----- Material to process -----

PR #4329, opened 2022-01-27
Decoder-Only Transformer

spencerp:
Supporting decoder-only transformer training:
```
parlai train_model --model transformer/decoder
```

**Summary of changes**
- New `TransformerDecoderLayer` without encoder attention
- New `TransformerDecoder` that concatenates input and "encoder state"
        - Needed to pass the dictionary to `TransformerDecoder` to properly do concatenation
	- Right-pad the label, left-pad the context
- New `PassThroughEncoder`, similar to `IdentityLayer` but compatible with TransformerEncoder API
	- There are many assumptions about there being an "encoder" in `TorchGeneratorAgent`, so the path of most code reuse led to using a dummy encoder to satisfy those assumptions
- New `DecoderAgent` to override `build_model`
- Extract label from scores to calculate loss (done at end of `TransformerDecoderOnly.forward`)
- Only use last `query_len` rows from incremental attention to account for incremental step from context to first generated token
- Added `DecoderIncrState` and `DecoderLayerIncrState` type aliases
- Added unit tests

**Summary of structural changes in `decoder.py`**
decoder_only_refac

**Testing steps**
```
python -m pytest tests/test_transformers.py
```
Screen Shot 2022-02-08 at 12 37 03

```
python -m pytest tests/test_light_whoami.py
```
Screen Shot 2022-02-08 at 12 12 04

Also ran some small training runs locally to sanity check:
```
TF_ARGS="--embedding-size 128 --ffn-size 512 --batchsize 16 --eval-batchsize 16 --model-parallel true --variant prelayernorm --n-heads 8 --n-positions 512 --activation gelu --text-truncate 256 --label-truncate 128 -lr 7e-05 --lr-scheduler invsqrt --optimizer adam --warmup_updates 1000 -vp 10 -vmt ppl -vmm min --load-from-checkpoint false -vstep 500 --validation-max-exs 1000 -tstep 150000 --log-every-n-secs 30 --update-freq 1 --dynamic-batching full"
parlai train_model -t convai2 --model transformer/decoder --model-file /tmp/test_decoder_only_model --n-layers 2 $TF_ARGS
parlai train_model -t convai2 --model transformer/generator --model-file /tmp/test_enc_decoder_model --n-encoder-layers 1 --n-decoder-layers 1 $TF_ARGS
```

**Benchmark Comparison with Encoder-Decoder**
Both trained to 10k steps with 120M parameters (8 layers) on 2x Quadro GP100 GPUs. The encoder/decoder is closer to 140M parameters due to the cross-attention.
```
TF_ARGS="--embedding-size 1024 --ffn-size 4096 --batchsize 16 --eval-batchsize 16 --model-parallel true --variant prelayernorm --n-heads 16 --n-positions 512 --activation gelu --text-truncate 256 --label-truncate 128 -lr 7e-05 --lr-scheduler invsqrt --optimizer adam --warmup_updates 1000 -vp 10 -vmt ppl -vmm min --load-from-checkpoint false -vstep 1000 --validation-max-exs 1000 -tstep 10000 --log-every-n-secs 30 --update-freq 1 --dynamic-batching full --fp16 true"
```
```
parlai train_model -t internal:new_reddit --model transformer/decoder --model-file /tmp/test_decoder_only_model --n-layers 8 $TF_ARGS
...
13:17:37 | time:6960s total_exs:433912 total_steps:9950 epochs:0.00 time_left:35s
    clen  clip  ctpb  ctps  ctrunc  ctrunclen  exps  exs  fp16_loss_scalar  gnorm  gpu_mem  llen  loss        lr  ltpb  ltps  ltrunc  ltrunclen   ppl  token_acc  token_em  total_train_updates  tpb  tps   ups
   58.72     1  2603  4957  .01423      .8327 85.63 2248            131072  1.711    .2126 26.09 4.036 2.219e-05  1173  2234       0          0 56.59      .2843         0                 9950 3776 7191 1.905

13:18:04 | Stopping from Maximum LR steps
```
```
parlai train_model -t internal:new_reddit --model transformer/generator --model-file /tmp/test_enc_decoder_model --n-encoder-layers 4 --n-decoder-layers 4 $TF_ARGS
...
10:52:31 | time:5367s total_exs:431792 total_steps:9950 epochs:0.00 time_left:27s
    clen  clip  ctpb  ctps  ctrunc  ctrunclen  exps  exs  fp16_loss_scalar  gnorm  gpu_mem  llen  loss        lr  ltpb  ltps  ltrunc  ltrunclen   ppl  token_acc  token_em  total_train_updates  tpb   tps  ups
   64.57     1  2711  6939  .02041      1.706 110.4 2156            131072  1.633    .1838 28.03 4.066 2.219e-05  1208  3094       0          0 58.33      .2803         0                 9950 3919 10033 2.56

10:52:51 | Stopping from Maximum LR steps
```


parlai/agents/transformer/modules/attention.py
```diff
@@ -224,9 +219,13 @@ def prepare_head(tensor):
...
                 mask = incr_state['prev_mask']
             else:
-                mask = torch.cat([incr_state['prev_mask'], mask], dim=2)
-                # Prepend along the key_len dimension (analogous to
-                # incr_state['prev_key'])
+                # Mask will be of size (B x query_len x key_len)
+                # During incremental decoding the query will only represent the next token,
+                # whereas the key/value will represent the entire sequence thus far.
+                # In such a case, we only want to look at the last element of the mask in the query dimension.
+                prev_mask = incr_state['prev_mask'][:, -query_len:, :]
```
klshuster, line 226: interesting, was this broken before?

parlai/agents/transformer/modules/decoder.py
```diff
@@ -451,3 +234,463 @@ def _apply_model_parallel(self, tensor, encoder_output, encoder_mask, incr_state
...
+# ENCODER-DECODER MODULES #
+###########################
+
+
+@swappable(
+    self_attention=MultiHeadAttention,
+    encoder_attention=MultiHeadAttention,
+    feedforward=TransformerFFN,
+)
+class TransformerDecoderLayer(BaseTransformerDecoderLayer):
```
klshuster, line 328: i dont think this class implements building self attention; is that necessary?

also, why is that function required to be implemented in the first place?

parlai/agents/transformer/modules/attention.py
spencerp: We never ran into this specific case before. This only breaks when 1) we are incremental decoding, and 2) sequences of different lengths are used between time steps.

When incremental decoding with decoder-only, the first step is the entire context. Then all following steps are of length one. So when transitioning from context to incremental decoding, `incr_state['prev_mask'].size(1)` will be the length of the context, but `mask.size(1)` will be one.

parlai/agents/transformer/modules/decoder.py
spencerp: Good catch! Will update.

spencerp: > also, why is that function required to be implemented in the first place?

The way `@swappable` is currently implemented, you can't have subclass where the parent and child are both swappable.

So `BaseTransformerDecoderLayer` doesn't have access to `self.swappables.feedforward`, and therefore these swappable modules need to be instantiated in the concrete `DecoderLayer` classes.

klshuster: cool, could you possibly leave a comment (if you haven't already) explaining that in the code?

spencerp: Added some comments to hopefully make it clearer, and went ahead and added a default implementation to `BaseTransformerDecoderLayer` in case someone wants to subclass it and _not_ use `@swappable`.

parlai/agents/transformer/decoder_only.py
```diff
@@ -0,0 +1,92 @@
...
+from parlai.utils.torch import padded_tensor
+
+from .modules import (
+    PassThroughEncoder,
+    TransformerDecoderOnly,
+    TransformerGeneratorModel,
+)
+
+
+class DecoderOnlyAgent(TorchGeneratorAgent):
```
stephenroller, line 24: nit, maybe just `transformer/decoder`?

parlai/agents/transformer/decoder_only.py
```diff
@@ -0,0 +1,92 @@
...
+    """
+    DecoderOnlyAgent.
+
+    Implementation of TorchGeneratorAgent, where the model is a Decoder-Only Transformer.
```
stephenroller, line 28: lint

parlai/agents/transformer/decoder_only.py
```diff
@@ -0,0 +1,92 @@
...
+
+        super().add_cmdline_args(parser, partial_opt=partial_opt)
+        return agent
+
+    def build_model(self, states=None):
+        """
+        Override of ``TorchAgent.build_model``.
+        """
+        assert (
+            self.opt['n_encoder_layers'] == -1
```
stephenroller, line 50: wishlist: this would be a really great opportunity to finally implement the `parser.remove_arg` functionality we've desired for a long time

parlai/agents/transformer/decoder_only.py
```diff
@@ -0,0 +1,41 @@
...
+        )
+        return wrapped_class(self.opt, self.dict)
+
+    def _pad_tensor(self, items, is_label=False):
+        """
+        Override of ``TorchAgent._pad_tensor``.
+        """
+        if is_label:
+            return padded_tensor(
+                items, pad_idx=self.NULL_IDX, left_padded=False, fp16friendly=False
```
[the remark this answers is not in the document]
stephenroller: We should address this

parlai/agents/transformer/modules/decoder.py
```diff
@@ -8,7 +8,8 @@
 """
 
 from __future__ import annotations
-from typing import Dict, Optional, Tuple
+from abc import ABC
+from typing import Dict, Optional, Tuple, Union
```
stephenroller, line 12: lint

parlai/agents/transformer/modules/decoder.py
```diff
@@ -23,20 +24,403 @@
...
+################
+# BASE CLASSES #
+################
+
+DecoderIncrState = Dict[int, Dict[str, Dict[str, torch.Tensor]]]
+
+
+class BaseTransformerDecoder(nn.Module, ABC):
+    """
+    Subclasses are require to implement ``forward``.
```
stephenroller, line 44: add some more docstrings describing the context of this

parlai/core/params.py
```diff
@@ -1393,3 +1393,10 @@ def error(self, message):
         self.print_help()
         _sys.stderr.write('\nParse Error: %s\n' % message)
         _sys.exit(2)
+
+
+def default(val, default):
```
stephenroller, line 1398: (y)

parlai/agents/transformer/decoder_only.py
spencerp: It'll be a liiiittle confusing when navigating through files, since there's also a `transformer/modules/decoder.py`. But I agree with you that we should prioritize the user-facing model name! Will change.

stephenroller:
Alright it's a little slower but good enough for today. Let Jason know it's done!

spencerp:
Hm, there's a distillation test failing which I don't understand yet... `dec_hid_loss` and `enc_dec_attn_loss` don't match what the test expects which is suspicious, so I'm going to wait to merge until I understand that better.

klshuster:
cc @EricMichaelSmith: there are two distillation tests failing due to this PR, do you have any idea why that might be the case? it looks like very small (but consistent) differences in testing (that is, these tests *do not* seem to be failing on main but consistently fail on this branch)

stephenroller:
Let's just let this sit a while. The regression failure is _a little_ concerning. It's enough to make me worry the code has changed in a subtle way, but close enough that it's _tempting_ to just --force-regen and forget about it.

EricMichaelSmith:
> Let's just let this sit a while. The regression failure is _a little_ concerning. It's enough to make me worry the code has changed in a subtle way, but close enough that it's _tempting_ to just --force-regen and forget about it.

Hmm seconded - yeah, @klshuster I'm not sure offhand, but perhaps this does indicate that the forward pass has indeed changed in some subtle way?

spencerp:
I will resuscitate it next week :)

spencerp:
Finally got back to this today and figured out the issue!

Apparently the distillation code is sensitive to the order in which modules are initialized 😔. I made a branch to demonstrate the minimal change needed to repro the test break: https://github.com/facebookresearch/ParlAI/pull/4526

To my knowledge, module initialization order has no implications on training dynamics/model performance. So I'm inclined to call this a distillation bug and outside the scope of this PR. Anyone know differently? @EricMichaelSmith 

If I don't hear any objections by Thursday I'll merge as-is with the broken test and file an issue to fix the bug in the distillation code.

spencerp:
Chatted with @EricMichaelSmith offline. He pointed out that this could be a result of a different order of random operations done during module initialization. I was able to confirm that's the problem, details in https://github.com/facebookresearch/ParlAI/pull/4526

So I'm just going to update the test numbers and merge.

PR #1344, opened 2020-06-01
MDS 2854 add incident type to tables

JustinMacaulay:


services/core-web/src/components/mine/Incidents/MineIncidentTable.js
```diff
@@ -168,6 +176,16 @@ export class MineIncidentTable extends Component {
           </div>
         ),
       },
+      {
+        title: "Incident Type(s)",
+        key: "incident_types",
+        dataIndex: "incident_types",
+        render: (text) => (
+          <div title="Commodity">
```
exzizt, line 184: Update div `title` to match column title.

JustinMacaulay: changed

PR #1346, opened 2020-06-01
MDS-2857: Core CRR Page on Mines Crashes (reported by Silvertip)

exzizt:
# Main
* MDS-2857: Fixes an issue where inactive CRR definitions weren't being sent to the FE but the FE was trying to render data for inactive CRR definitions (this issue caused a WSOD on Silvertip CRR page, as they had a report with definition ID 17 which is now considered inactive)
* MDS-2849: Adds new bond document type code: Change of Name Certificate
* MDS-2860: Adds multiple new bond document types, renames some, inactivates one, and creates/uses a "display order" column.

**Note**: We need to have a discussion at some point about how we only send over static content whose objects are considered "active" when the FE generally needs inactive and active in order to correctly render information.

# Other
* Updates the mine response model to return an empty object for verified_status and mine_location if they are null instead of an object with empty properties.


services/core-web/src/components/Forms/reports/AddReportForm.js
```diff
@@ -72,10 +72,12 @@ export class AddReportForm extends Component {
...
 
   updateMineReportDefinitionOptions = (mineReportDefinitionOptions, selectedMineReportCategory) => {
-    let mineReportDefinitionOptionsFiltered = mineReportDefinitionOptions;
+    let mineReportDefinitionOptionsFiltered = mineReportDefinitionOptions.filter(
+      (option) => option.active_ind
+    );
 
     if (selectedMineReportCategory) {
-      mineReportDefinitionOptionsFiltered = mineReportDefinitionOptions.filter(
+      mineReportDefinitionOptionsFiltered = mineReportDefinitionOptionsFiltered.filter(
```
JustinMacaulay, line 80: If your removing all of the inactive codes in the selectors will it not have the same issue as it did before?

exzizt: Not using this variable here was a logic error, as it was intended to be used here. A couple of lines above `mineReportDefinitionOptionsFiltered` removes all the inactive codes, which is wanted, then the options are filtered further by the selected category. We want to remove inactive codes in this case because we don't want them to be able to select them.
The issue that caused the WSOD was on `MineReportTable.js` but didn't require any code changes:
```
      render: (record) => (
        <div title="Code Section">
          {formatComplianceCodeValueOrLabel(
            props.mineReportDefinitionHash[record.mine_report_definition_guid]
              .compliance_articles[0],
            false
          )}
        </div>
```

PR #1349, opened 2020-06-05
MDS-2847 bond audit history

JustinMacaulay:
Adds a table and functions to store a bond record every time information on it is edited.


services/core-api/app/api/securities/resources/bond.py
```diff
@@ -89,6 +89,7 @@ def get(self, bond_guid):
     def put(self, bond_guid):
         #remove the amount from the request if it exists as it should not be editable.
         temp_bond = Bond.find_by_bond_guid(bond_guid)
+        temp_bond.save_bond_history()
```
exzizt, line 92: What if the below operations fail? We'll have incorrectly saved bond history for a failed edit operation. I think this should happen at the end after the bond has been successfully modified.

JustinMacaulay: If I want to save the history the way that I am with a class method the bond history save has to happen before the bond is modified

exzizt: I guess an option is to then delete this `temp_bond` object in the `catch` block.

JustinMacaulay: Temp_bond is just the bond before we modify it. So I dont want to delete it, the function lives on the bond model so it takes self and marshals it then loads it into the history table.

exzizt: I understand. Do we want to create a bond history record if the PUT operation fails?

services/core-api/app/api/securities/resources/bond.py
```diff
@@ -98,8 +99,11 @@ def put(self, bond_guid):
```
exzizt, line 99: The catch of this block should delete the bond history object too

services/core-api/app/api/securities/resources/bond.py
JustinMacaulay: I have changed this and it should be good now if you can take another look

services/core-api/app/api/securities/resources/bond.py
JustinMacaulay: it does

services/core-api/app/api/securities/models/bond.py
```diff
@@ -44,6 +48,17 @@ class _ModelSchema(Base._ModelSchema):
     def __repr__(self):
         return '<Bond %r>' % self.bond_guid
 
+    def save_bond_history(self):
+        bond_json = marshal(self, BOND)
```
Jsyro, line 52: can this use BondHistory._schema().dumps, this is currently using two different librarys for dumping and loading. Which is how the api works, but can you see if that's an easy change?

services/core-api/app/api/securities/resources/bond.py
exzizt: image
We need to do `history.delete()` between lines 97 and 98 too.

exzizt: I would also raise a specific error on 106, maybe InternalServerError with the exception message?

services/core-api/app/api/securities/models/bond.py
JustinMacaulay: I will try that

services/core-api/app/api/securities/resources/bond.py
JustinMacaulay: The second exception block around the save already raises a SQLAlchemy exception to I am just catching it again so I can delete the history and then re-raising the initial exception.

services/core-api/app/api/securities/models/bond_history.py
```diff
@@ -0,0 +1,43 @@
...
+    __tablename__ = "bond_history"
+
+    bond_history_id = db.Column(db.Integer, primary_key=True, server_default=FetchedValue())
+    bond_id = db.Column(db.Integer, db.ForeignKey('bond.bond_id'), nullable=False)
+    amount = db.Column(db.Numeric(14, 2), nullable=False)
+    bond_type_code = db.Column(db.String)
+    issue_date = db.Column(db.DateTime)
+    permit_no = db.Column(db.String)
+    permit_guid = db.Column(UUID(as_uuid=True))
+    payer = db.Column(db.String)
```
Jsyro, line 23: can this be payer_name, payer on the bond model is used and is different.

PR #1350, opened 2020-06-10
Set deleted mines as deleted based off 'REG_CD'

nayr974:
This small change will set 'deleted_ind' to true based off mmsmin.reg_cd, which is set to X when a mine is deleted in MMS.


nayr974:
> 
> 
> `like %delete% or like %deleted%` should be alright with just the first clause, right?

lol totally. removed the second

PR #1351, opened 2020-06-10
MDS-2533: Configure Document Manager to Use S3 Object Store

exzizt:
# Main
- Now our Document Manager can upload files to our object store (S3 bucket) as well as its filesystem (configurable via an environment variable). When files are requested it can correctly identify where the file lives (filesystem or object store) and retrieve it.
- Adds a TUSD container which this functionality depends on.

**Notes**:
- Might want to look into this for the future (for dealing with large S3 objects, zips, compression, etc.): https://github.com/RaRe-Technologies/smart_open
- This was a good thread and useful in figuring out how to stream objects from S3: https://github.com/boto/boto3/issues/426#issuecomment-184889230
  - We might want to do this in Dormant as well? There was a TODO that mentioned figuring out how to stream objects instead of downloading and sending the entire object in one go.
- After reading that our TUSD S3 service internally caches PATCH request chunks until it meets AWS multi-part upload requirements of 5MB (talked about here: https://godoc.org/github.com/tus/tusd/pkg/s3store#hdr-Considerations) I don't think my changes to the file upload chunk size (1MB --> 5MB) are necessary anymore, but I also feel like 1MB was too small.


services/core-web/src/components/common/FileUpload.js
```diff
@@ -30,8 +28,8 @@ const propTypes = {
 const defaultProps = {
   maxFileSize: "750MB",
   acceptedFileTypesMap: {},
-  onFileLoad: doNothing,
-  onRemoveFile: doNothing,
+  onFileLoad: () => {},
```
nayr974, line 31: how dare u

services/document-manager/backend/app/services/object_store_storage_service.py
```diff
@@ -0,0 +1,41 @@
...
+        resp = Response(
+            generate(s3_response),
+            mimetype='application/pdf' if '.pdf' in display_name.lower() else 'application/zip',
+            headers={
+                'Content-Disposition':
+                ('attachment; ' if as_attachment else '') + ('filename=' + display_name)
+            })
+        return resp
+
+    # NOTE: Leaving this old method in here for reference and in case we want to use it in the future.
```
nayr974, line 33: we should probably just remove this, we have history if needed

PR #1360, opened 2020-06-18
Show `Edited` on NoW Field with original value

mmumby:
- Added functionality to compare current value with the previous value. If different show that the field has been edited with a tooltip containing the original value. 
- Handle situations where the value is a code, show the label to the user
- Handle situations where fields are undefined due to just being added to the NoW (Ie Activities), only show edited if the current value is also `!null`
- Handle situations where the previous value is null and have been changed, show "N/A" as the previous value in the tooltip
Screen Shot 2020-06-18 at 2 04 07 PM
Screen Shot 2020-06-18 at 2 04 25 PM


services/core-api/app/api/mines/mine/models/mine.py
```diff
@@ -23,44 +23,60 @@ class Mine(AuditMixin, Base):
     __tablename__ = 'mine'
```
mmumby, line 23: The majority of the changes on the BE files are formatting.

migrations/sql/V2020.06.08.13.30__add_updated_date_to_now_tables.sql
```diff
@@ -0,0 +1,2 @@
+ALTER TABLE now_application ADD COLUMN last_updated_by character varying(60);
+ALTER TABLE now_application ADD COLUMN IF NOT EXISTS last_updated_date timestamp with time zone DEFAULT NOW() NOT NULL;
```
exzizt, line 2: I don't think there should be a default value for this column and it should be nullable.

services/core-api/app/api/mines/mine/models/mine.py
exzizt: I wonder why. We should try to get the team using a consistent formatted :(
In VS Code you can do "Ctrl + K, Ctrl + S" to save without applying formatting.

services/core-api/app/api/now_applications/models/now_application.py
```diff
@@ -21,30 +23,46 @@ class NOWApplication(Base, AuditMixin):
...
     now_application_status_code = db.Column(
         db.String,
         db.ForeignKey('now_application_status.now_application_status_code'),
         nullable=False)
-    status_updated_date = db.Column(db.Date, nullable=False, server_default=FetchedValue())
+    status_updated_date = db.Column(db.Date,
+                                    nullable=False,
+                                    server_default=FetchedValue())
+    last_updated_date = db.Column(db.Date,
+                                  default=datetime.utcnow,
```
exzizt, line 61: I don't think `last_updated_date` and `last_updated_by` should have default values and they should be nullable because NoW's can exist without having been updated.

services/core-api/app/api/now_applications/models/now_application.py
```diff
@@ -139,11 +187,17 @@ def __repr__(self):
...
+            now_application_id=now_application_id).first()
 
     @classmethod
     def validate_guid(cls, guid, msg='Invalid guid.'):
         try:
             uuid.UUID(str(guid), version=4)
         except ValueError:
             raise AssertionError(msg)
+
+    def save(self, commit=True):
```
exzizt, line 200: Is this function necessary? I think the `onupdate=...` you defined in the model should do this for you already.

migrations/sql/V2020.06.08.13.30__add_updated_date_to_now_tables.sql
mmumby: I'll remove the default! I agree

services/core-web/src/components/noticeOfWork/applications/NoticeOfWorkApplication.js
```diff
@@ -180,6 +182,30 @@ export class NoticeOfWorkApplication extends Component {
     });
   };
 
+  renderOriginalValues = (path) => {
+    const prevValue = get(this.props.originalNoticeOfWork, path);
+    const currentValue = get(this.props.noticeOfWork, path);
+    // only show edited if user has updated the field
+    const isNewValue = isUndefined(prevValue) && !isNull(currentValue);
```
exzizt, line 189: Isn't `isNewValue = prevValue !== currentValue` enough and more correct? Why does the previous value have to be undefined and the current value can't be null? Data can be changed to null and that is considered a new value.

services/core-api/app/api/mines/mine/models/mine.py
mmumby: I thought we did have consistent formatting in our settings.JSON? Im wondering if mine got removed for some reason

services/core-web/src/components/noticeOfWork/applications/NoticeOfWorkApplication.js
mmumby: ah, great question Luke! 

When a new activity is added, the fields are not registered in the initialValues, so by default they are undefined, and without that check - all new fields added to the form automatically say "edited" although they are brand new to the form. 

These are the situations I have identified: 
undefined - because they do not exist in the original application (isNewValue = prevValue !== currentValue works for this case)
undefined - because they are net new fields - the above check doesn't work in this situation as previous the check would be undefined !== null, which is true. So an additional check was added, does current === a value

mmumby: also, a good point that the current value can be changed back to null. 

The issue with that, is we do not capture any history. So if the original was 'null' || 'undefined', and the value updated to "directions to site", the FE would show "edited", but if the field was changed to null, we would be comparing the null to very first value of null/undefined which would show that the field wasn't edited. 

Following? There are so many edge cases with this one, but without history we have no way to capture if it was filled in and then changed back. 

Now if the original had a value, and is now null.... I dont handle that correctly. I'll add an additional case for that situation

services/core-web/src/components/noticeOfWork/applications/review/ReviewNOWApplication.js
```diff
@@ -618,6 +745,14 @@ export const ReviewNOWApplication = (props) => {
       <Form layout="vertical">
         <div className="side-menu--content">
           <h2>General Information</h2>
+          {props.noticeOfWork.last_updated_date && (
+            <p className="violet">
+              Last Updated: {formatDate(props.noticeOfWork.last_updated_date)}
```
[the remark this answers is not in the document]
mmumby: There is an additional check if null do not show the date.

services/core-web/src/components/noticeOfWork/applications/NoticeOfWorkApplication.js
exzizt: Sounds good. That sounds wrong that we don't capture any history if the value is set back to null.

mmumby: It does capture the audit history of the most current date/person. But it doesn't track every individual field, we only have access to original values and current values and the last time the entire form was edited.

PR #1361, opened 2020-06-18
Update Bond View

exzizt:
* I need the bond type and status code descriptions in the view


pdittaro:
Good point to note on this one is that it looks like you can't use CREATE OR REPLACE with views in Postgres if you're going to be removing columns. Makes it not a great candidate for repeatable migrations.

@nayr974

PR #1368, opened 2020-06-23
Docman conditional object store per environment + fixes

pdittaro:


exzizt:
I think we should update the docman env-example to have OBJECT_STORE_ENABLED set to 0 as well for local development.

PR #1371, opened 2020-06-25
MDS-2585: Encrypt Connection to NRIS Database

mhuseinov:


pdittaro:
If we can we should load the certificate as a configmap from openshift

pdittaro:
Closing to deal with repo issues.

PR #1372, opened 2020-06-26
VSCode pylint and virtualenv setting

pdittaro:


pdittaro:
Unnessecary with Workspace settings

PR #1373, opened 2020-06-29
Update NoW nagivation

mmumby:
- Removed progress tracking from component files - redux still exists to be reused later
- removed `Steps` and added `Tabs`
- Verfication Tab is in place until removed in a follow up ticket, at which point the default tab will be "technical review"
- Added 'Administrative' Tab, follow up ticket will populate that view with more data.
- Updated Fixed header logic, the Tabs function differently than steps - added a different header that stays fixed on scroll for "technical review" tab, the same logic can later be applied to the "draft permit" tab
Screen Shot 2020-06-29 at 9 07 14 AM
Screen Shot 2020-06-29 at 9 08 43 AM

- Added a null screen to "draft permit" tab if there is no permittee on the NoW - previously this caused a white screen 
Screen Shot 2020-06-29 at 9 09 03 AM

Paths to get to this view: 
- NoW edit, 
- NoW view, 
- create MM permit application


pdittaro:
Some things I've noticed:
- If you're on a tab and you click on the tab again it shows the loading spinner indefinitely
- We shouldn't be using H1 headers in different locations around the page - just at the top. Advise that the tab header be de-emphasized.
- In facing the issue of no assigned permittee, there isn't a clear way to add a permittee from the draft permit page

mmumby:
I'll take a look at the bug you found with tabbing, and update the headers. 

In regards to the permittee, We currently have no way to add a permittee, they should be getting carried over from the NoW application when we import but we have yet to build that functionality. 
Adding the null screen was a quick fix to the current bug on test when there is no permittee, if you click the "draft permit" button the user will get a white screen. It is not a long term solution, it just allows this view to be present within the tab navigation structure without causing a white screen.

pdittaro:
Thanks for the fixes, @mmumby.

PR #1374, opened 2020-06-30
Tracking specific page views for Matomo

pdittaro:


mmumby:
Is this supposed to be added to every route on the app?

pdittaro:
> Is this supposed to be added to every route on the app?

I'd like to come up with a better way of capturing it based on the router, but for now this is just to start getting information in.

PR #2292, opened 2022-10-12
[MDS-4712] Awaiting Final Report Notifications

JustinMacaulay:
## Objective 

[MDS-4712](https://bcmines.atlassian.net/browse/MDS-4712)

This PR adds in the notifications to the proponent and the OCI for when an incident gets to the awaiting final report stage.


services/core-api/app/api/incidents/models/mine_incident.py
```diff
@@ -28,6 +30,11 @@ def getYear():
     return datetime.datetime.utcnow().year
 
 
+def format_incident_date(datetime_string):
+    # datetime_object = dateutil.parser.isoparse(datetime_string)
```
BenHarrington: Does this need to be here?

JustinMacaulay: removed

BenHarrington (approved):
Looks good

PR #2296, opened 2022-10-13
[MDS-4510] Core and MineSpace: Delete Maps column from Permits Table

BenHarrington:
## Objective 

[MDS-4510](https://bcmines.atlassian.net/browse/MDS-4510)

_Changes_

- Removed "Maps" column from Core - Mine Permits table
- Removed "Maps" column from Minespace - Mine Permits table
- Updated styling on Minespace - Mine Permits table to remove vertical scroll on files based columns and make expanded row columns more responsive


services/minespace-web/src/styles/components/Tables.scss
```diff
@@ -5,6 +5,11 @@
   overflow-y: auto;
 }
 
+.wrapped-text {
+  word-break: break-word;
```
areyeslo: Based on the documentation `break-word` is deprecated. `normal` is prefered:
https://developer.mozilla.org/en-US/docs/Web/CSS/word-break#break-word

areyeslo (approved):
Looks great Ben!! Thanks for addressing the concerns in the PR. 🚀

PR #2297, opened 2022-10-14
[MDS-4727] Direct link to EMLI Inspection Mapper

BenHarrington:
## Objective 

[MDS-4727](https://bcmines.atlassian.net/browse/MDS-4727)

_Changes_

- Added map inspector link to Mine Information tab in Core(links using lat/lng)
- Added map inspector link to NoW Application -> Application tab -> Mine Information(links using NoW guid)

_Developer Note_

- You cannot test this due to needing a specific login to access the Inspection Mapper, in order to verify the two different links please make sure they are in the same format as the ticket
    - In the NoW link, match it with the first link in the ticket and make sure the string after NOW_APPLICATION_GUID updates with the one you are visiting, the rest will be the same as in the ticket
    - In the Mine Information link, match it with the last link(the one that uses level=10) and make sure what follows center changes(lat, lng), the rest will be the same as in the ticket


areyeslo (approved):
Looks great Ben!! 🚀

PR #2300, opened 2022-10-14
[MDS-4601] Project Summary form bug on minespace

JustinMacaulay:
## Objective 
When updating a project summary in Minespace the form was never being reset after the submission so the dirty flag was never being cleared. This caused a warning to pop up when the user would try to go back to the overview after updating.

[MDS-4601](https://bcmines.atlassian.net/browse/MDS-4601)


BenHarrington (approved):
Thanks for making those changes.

-----

Exercise details: Your reply should hold all the lines from the listing above in which "into" appears.

Answer area:
spencerp: We never ran into this specific case before. This only breaks when 1) we are incremental decoding, and 2) sequences of different lengths are used between time steps.
JustinMacaulay: Temp_bond is just the bond before we modify it. So I dont want to delete it, the function lives on the bond model so it takes self and marshals it then loads it into the history table.
- Might want to look into this for the future (for dealing with large S3 objects, zips, compression, etc.): https://github.com/RaRe-Technologies/smart_open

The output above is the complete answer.